RECORDS SUPPLIED:
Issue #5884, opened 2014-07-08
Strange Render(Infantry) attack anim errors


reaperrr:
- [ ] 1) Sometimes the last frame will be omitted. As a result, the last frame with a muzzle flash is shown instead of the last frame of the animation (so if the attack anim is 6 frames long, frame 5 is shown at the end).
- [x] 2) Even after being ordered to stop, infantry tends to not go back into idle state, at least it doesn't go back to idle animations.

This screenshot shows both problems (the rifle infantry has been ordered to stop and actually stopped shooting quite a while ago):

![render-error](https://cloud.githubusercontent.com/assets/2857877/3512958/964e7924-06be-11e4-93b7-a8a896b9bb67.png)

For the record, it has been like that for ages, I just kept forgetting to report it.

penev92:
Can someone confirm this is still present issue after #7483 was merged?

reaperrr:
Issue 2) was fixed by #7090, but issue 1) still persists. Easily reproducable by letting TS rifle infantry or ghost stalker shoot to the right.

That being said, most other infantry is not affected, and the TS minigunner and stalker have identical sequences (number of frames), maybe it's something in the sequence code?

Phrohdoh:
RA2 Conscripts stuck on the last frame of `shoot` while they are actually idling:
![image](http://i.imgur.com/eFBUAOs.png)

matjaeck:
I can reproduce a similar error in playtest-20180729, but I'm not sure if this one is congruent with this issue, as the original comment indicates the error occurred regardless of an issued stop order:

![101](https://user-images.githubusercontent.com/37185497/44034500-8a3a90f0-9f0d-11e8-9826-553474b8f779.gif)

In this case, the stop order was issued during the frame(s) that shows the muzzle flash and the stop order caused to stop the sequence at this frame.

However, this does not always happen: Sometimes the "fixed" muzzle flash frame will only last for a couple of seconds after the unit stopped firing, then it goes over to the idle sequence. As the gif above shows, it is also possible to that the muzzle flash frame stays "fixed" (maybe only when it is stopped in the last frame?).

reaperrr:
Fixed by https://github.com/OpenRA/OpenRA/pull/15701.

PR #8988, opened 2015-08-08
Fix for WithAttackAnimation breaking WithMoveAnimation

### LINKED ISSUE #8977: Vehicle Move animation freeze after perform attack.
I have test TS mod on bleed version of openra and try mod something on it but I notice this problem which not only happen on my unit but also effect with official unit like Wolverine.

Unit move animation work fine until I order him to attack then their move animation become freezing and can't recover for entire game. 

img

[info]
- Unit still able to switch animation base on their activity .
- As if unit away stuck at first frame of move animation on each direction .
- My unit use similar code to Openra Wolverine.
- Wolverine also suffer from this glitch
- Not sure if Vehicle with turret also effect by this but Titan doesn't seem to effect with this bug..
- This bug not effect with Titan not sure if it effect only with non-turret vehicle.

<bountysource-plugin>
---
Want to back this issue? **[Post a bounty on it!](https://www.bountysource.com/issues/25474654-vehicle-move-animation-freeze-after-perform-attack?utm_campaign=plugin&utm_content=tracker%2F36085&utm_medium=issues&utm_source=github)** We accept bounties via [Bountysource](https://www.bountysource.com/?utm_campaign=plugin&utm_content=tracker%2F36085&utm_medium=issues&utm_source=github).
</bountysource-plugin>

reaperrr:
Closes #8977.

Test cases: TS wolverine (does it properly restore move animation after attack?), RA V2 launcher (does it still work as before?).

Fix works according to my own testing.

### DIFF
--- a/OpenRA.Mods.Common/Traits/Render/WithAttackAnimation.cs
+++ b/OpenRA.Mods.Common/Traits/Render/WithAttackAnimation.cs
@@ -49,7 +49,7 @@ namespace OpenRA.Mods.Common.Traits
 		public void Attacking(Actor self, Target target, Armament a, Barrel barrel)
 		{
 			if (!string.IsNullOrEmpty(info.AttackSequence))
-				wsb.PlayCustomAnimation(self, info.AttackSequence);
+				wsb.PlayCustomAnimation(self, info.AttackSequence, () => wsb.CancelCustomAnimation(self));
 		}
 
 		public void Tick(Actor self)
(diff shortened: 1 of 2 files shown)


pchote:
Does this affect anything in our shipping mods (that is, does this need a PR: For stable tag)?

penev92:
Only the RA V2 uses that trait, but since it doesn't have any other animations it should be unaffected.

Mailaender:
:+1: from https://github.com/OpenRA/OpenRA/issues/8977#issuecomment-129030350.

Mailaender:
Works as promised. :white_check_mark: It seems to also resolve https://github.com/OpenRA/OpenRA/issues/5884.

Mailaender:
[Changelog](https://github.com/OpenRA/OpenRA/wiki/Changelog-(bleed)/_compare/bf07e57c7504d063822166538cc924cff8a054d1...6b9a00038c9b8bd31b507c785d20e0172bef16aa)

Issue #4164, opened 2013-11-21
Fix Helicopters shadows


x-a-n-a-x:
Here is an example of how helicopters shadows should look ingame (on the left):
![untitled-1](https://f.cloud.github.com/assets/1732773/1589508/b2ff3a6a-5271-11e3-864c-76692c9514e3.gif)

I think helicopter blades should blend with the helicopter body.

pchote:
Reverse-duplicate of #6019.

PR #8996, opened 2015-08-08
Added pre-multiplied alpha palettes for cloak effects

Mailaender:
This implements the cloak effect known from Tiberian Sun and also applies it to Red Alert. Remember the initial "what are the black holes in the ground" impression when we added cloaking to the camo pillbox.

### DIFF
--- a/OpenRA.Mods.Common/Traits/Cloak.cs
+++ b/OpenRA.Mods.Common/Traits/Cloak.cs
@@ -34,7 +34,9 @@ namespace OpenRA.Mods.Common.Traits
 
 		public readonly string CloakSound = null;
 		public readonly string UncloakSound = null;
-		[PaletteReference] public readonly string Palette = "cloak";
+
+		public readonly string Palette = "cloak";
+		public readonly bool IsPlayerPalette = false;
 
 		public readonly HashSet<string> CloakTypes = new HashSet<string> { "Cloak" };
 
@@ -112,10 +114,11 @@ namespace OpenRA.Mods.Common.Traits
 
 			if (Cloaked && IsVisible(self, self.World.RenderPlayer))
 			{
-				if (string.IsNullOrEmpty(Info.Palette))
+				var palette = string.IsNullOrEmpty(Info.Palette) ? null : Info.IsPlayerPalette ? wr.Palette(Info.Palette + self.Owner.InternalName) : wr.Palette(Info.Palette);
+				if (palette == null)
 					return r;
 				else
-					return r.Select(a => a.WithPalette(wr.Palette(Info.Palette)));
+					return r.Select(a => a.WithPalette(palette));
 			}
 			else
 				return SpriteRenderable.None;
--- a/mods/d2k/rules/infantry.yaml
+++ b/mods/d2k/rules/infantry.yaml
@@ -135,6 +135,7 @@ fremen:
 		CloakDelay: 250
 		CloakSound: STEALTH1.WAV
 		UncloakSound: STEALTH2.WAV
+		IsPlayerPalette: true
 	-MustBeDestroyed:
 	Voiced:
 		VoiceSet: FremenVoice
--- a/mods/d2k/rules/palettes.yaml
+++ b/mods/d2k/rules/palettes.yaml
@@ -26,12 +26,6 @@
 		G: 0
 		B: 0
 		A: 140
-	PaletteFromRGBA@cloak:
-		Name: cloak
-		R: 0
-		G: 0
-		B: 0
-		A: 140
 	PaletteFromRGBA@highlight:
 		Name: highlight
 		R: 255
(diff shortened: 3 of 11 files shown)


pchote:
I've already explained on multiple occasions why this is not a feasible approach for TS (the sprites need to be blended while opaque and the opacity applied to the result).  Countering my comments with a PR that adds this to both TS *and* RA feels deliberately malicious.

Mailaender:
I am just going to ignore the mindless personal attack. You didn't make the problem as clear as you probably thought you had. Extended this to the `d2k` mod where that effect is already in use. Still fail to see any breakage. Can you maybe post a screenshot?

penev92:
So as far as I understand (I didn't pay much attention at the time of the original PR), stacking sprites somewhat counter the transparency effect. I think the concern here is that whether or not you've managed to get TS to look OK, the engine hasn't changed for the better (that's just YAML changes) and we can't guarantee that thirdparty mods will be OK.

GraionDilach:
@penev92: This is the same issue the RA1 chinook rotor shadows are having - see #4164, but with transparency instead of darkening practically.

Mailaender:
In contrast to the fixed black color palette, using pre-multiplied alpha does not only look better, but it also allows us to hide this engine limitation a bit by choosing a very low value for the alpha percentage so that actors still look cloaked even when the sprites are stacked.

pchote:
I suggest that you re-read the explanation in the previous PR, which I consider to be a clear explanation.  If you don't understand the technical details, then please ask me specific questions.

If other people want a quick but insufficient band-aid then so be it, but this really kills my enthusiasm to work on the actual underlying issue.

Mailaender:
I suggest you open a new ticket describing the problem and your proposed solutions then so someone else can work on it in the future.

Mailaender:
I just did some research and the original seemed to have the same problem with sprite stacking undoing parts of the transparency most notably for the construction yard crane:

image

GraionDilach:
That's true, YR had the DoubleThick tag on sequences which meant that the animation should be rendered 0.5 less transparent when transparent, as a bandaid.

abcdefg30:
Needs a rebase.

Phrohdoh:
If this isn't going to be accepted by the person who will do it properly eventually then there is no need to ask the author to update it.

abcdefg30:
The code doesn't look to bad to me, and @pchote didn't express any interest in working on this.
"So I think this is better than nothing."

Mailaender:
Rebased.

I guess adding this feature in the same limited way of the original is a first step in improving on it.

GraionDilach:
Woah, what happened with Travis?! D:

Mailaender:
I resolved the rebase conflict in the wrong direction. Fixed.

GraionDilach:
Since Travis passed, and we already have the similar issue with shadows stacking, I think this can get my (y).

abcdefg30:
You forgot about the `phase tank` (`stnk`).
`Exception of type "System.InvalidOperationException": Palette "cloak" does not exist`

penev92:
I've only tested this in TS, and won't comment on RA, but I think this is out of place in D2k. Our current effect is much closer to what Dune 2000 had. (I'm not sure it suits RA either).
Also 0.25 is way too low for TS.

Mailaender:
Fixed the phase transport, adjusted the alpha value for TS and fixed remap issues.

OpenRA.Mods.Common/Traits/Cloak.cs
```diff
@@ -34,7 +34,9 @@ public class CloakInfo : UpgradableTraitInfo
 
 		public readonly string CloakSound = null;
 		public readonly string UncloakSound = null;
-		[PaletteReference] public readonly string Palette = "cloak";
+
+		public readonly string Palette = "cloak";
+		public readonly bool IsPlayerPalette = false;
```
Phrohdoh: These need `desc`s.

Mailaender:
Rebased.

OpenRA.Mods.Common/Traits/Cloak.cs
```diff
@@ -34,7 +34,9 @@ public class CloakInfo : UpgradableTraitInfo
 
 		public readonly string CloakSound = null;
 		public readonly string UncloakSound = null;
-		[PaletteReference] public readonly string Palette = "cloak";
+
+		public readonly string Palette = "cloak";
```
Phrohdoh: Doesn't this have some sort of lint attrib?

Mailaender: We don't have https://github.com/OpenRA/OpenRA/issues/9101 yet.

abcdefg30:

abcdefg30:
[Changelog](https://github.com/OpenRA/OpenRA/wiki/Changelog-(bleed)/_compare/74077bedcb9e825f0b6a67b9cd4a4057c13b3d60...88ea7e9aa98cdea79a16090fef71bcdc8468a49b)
--
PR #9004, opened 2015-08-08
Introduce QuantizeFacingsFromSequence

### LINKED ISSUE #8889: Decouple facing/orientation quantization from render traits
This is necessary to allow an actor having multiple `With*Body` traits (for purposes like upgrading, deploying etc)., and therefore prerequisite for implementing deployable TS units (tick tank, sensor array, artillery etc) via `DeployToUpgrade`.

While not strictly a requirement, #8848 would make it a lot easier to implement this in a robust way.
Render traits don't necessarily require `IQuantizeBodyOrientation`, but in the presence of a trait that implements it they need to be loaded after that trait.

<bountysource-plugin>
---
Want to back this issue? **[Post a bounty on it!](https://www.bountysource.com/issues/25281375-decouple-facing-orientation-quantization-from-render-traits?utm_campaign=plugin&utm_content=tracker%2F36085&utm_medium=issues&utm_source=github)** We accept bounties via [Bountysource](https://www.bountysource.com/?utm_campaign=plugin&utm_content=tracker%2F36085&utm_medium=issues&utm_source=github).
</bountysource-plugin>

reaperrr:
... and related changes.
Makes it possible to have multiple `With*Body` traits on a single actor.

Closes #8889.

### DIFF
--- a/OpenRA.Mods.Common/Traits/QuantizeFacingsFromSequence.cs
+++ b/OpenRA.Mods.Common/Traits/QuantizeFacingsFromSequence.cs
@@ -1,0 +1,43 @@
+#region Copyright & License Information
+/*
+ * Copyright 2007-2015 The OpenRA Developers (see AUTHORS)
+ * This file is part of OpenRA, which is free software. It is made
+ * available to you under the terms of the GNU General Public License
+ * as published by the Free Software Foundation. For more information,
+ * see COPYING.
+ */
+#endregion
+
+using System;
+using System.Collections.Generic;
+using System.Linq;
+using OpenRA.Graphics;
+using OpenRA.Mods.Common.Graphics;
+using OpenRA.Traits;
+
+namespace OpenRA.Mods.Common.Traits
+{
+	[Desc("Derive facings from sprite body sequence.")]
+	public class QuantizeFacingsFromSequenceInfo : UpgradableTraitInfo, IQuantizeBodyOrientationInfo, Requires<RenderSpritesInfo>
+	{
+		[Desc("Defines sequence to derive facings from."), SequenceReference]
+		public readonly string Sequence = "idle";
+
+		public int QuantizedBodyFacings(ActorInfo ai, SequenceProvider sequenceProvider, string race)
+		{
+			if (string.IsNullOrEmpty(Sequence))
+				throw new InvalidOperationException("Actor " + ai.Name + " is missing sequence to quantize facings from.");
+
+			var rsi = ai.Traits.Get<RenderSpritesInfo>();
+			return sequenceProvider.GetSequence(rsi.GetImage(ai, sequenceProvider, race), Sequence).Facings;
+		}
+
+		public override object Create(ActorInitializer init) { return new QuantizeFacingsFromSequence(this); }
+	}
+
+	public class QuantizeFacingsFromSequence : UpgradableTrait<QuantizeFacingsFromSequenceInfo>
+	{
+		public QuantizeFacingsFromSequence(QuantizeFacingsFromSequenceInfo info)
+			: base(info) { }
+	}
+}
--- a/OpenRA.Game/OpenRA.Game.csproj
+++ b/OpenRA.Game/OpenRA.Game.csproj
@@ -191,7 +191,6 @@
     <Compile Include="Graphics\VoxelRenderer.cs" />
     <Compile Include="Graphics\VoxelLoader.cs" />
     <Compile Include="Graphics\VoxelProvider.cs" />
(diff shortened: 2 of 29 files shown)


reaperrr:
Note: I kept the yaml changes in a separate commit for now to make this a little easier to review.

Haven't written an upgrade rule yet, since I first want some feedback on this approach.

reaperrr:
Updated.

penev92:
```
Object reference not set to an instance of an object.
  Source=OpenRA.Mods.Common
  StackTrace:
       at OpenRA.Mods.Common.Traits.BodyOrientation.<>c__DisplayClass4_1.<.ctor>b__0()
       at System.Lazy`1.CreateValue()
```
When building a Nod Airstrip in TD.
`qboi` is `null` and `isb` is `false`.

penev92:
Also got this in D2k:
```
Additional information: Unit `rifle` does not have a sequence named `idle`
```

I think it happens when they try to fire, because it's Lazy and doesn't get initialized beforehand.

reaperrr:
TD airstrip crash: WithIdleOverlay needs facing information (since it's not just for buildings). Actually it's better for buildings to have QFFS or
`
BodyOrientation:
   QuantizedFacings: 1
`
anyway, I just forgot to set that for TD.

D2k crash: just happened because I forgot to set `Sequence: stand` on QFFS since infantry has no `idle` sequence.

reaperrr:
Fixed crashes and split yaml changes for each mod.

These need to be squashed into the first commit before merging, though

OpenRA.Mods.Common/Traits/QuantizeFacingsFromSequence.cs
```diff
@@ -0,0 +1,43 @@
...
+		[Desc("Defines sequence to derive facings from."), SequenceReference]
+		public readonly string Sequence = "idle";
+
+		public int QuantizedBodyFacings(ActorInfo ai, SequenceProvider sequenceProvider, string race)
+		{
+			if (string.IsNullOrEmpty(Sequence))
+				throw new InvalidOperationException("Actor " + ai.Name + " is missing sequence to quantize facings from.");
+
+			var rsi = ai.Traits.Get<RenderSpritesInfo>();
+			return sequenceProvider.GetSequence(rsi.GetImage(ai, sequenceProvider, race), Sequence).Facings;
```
--
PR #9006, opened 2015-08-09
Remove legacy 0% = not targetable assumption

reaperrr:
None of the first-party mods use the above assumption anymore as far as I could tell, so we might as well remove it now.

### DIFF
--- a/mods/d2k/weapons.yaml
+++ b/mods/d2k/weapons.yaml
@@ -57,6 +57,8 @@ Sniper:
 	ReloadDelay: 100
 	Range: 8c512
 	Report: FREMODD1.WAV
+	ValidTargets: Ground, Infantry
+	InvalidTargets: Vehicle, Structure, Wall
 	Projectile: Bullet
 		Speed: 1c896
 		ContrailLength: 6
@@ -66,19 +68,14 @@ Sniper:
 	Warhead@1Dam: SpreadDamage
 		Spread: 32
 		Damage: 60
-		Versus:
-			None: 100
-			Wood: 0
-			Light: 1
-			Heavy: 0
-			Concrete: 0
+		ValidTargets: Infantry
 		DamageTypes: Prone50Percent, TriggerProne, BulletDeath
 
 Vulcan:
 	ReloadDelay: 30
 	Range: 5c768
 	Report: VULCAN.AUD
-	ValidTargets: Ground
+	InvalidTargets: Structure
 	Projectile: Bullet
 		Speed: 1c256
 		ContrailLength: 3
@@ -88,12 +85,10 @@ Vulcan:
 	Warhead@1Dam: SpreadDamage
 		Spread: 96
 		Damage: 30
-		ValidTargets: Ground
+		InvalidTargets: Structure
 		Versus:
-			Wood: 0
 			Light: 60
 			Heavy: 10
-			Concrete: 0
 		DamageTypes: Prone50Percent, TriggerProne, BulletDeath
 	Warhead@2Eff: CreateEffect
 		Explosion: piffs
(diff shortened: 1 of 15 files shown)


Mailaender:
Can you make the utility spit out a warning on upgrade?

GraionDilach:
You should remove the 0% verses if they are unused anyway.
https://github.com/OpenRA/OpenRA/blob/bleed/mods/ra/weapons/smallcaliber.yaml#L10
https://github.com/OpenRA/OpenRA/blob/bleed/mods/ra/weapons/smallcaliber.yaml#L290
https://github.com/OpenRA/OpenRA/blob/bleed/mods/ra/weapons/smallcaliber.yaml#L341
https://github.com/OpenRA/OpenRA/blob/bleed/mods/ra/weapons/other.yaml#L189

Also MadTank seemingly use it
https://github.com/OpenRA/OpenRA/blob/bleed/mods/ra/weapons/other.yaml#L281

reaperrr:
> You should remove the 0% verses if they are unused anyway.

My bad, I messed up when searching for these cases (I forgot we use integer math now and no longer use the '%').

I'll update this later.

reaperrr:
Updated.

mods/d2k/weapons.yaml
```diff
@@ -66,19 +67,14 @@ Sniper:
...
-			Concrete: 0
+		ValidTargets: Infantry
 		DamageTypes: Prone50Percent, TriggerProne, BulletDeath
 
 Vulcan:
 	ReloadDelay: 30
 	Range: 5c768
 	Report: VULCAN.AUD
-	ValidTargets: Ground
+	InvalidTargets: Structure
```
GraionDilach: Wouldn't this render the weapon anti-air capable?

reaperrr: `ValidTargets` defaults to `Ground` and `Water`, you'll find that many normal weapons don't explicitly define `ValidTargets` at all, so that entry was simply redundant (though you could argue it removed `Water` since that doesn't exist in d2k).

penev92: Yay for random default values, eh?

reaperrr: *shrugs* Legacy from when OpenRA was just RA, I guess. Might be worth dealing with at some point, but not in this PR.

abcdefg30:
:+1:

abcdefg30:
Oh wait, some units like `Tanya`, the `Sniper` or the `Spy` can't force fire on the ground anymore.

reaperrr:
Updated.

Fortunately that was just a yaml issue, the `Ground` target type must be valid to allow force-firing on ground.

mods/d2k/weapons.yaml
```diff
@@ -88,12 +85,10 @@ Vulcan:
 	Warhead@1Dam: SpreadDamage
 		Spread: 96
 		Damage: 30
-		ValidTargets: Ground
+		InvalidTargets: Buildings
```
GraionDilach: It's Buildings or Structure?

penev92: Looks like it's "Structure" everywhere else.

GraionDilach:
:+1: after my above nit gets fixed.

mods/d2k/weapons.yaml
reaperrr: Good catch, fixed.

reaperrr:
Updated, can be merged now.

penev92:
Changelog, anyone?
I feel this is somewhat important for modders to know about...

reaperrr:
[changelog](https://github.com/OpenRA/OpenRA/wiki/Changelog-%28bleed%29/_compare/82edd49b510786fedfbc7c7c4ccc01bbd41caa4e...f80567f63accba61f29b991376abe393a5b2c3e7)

WHAT IS NEEDED: Look through the entries, and return every line that the word "freeze" appears in.

ANSWER SPACE:
### LINKED ISSUE #8977: Vehicle Move animation freeze after perform attack.
Want to back this issue? **[Post a bounty on it!](https://www.bountysource.com/issues/25474654-vehicle-move-animation-freeze-after-perform-attack?utm_campaign=plugin&utm_content=tracker%2F36085&utm_medium=issues&utm_source=github)** We accept bounties via [Bountysource](https://www.bountysource.com/?utm_campaign=plugin&utm_content=tracker%2F36085&utm_medium=issues&utm_source=github).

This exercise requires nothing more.